CM, I think some of those comments may have been directed at me 

I'm sorry nn, but the vets DO have a monopoly here. We cannot purchase ANYTHING. We are so restricted here, I can't even get sevin dust now because of our pesticide ban. 

I know vets pay out the nose for that education, but you know what, there are a lot of vaccines/medications that we should be able to administer ourselves. I'm lucky that my equine vet will give me the vaccines to administer myself because he knows I administer my goats vaccines, but most people don't have that luxury. 
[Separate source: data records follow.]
Issue #210, opened 2017-10-06
Failing Build: Function 'machs' at (1) has no IMPLICIT type


crollinson:
I'm fast forwarding a lot to the latest version of ED on GitHub and I'm unable to build.  I'm getting a few variables about missing type.  It looks like this goes back to #200 by @manfredo89 since when I add some calls back in, it gets further.  (see commit cb30c21985f440a45503373c76b66a9b1e4ccf11 "major revision..."

I'll keep debugging since it looks like this isn't the only place with issues, but I want to see if I'm the only one that has had this fail... I see the travis build has been failing lately. 

Note for @manfredo89, it's very hard to see if this is where things came in because the commit that I think this links back to had  555 changed files and too many differences for the git diff or "blame" functions to work.  In the future, please make these smaller commits to make them easier to track.  

Also, please make sure all compile checks from a clean build work before pulling into mainstream since I'd be surprised if I'm the only one getting this error.

manfredo89:
Hi @crollinson, I would suggest you try to incorporate the next pull requests (#205 #206 ) and try to recompile. I've recently been in contact with @mpaiao about merging these two small updates and I think it should soon be feasible. I'm saying this because I've modified the way install.sh calls the make (this is also the reason for Travis failing to build).
However this should not be the cause of missing types.
I am aware of a bug in file ed_read_ed10_20.f90:907 where it should now be
`         call init_ed_site_vars(cpoly)
`
instead of
`         call init_ed_site_vars(cpoly,cgrid%lat(ipy))`
though this was not producing errors with the --kind A compilation on intel platform (with the flags we were using).
If the error you are getting is different please post the code, I will have a look at it.
Also regarding the size of the PR there were a couple of issues. Some files appear to have changed even though they were not. This was due partly to automatic change of permissions. I will try in the future to be more efficient but I think it would really help if there were some guidelines on the git workflow to update the code.

manfredo89:
Hi @crollinson did you manage to compile?
Also be aware that the optimization entry in the ED2IN was removed so you have to delete the following lines

```

   !---------------------------------------------------------------------------------------!
   ! IOPTINPT -- Optimization configuration. (Currently not used)                          !
   !---------------------------------------------------------------------------------------!
   NL%IOPTINPT = ''
   !---------------------------------------------------------------------------------------!

```

crollinson:
I haven't not made progress on compiling ED (out sick and then have other priorities at the moment).

[...]

PR #211, opened 2017-10-10
Fix MPI compiling fail

crollinson:
Per Issue #210 

Not the full fix with the MPI-specific flags, but it allows non-intel MPI compiling to work.

Also a little tweak to allow >1000 yrs of land use change drivers.


manfredo89:
I think most changes are ok. Though I don't think we should reintroduce ioptinpt. As it is now the code would not compile since the file memory/optimiz_coms.f90 where the module is declared is no longer. I can see that it is called by MPI_Bcast but since the variable ioptinpt was not set (was '' in ED2IN) I don't see how it could have been of any use.
I think the easy fix is simply to delete this two calls, however I am not an expert on MPI (my understanding is that ioptinpt was just broadcasted to the nodes, so the calls can be deleted).

mpaiao:
I agree, the MPI_Bcast calls that have ioptinpt (two of them) should be removed in ed_mpass_init.F90.

crollinson:
I do get this error, but the program does seem to compile and run at least with very rudimentary tests `*** No rule to make target 'optimiz_coms.mod', needed by 'ed_mpass_init.o'.  Stop.`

We can't even purchase feeds for our goats. 

Maybe because you live in the US you have that luxury of being able to acquire most vaccines and medications through companies like Jeffers, but we don't have that and it's extremely frustrating and hard to raise any animal. 

My vet won't even sell me the Tetanus Antitoxin or EPI pens. 
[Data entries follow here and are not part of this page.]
PR #212, opened 2017-10-11
Additional fixes for MPI, gfortran and Travis CI

mpaiao:
This review is a follow-up of the latest commits.  I won't merge because I am sending the pull request, @mdietze, @DanielNScott or @rgknox, could one of you please check this PR and merge/suggest edits? Thanks.

Summary of changes (all minor):

1. Some files still had MPI variables that were missing. Also, all variables added back in this commit and in #211 were put inside preprocessor instructions, so they will be skipped in case MPI is not enabled, and included for mpi-compatible compilations.

2. Clean-up of the ED/build directory.  
a. A few minor fixes in install.sh, and I added back the capability of full interface check (intel only).
b. Merged "opt" and "dbg" files into single files.  Those that had differences were merged and the options are now defined through variable KIND_COMP (check install.sh for more information).

3. Travis CI is working again.
a. I added a include.mk.travisci with Travis CI-specific instructions
b. Replaced version-specific packages with generic ones (some versions were no longer available).
c. Set openmpi as the default. Possibly my fault, but I was unable to finish compilation with mpich.

@manfredo89 I couldn't find you through the review tag, could you please take a look at it too?


manfredo89:
Looks fine to me.
I still think that the notation
include.${PLATFORM}.mk
would make more sense than 
include.mk.${PLATFORM}
but that's maybe a personal view (and a tiny detail).

crollinson:
Thanks for the clean-up @mpaiao. It compiles and executes for me with MPI using a Linux machine.

I think making gfortran the default compiler makes the most sense given my experience with several different machines/HPCs.

Personally, I'd rather stick with include.mk.${PLATFORM} since that's most similar to what's been standard in ED for quite some time.

So looks good to go to me and it's nice to see it passing the travis build again.

ED/build/make/include.mk.arch_linux
```diff
@@ -41,29 +41,40 @@ USE_INTERF=1
...
-
 LOADER=mpif90
+#F_COMP = gfortran
+#C_COMP = gcc
 #LOADER = gfortran
 
-LOADER_OPTS=${F_OPTS}
+##################################### COMPILER OPTIONS #####################################
+#------------------------------------------------------------------------------------------#
+# A/B/C/D. Debugging, strictest compilation flags, lowest performance.                     #
```
crollinson: Probably should add a note that these options compile with mpi turned on while the E doesn't.

ED/build/make/include.mk.bu_geo
```diff
@@ -75,17 +75,31 @@ USE_MPIWTIME=1
...
+ifeq ($(KIND_COMP),)
+   KIND_COMP=E
+endif
+ifeq ($(KIND_COMP),$(filter $(KIND_COMP), A B C D))
+   F_OPTS= -g -fopenmp -O0 -Wall -W -ffpe-trap=invalid,zero,overflow -Wconversion -fbounds-check -fbacktrace -fdump-core
+   C_OPTS = -g -fopenmp -O0 -ffpe-trap=invalid,zero,overflow -fbounds-check
+   LOADER_OPTS=${F_OPTS}
+endif
+ifeq ($(KIND_COMP),E)
+   F_OPTS= -g -Wall -W -ffpe-trap=invalid,zero,overflow -Wconversion -fbounds-check -fbacktrace -fdump-core
```
crollinson: you're missing -fopenmp here, but you do have in in the C_opts... should be in both places I think

crollinson: I see this is a holdover from the original make script... pretty sure for MPI compile it needs to be specified in the F_OPTS though.

mpaiao:
@manfredo89 @crollinson Either way is fine with me, to be honest I didn't notice that Manfredo had swapped the order.  In any case, once we agree on the order, some of the file names must be renamed so all include files are consistent.

ED/build/make/include.mk.arch_linux
mpaiao: I simply followed what was already in the original files, but I'm wondering whether these differences are intentional, or just inconsistencies because the dbg was not up-to-date. In case it's the former, I can add the comment.

ED/build/make/include.mk.bu_geo
mpaiao: OK, I will add the option in F_OPTS

rgknox:
I only reviewed the fortran code changes.  I'm very rusty on this code at best, but I think the changes were consistent with intent, that ierr and some other MPI diagnostic/return values are only to be turned on when MPI is active.

mpaiao:
Minor changes following up the discussion. 

1. For the time being we will stick with include.mk.${PLATFORM}.  I renamed include.intel.mk to include.mk.ugent, to make sure @manfredo89's settings are not overwritten, and because there was already a file named include.mk.intel (not sure if anyone is using the latter, though). 

2. include.mk.arch_linux.  I assumed all options should include -fopenmp.  Let me know if this is a problem.

ED/build/make/include.mk.arch_linux
crollinson: I suspect it's just inconsistencies because one or the other was not up to date, but I'm not sure.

On top of that? My local farm supply is closing.. so now I have no where to get goat feed when mine runs out, I absolutely refuse to purchase TSC feeds, they're not very good quality and I had finally found a sweet grain with little molasses.
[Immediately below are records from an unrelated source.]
PR #230, opened 2018-02-01
New empirical equation for soil moisture limitation

istfer:
## Description

Added a new case for soil respiration limitation due to soil moisture. Updated `decomp_scheme` case selections in other places as well to allow combinations of this implementation together with different temperature limitation etc.

I also updated description in `decomp_coms` and the checks in `ed_opspec`. Let me know if there are other places I need to make changes. I also tested whether it compiles and runs successfully.

## Motivation and Context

And since I'm getting a buck and wether in March/April, I'd prefer and would require Noble Goat .. well it's not sold here, so I'm going to have to find out from customs if I can bring some back across the border.

We are drastically undersupplied/underserviced and most of the reason for our lack of vaccines/wormers is our enormous vet community who, partnered with the CKC, have limited our access through the law.


I DO use my vet, but I DON'T see the necessity for me to use my vet for simple vaccinations, subcutaneously.


----------



## no nonsense (Dec 3, 2009)

Well CM, I could adress each of your points individually too, but I don't need to go much further than A and B. You're right on both counts, especially B.

As for Americans being backward morons, well, that's not what I intended. You took it the wrong way. In fact, my comment in that context was a compliment to the superioity of Australia, and also inferred America, compared to a lot of other backwards countries. BUT, now that you brought it up, take a look around, and you don't have to go too far if you know what I mean. You've been fighting the same battle. Likewise, the hypocritical small farmers comment was not directed at you. If I'd meant YOU, I would have written YOU. You know that it's true that many won't spend money on the vet, for whatever reasons. Again, look around, and don't go too far. Same goes for my antibiotic resistance comment, not directed at you personally, used as an example. It's not all about you.
Now I see that you don't even have wormer resistance! And *I'm* incoherent?! You are right on one other thing, you should have made things clearer from the outset. BTW, if you're going to import drugs under the radar, for perceived future threats, maybe think about just doing it quietly, not announcing it to the world. If you think that the sky is falling from the future threat of goat wormer resistance, wait until the FDA gets ahold of your little plan. Don't you think that your premature introduction of the wormer to this country will hasten the time needed before animals here also become resistant??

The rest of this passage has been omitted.